Un carnet de croquis de Manet :
Dans une salle, une vue de Pissarro m'a rappelé quelque chose mais quoi ?
Moret, le Canal du Loing. Camille Pissarro.
Tiens, j'avais jamais vu/remarqué ce Bonnard dans la salle qui lui est consacré !? Bien que sur l'étiquette, il était marqué "En cours d'acquisition", le gardien m'a affirmé qu'il sortait juste de la "réserve".
Vue du Cannet. Pierre Bonnard.
Et puis, j'ai filé au restau du Musée et je l'ai vue à travers la vitre :
Je suis entré et le serveur n'a rien trouvé de mieux que de m'installer à ses cotés.
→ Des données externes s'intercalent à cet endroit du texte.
PR #138, opened 2020-06-13
Add MANIF_ASSERT

artivis:
Add macro `MANIF_ASSERT`.  

The macro asserts that a condition is true or throws otherwise. It replaces `MANIF_CHECK` for a couple numerical checks as requested in [this comment](https://github.com/artivis/manif/issues/132#issuecomment-640200391).

`MANIF_ASSERT` macro can be disabled by either defining `MANIF_NO_DEBUG` or the usual `NDEBUG`.

### DIFF
--- a/include/manif/impl/macro.h
+++ b/include/manif/impl/macro.h
@@ -3,6 +3,12 @@
 
 #include <stdexcept> // for std::runtime_error
 
+#ifdef NDEBUG
+# ifndef MANIF_NO_DEBUG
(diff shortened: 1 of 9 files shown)


artivis:
The tests fail because of the newly introduced arm64 job which uses gcc-9 resulting in a bunch of error about deprecated implicit operators.  
I'll merge this as soon as approved since the other tests are passing and open a ticket to support gcc-8/9.

artivis:
@joansola Can you please review/approve?

PR #151, opened 2020-08-02
Cheat sheet small fix

artivis:
Replace constraint `R^T R = I` by `M^{-1} M = I` for `SE2` and `SE3`.


joansola:
Last minute recall: `M.tr * M = I` is actually wrong!

artivis:
ah crap, fixing the fix...

artivis:
Done.

artivis:
For some uploading from the web interface does not seem to work. I'll upload again from the cli asap.

joansola:
I still see `M.tr*M=I`. Valid constraints are either `R.tr*R+I` (precise constraint) or the general `M.inv*M=I` (general abstract constraint). I prefer `R.tr*R+I`.

artivis:
> I prefer `R.tr*R+I`.

You mean `R.tr*R=I`? As it currently is on master? If so let's close this PR and keep the current status.

artivis:
Let's stick with the current status (`R.tr*R=I`) since it seems to be preferred. Closing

Mais trop timide, je ne me suis pas permis de lui adresser la parole. Elle écrivait...
Et comme moi, elle avait pris une patisserie et une boisson chaude.

C'est pas que ce soit très bon et c'est assez cher mais j'aime bien venir ici. Les serveurs sont compassés et trop froids pour moi qui déboule de la banlieue profonde. Le choix était restreint et j'ai pris cette tarte aux poires et aux amandes :
J'ai bu mon chocolat chaud et mangé ma patisserie sans salir ma belle chemise blanche !
Et puis après qu'elle soit partie, ma petite touriste (italienne ?), j'ai regardé le plafond :

Dehors, il pleuvait toujours mais le plafond de Gabriel Ferrier était bien plus ensoleillé...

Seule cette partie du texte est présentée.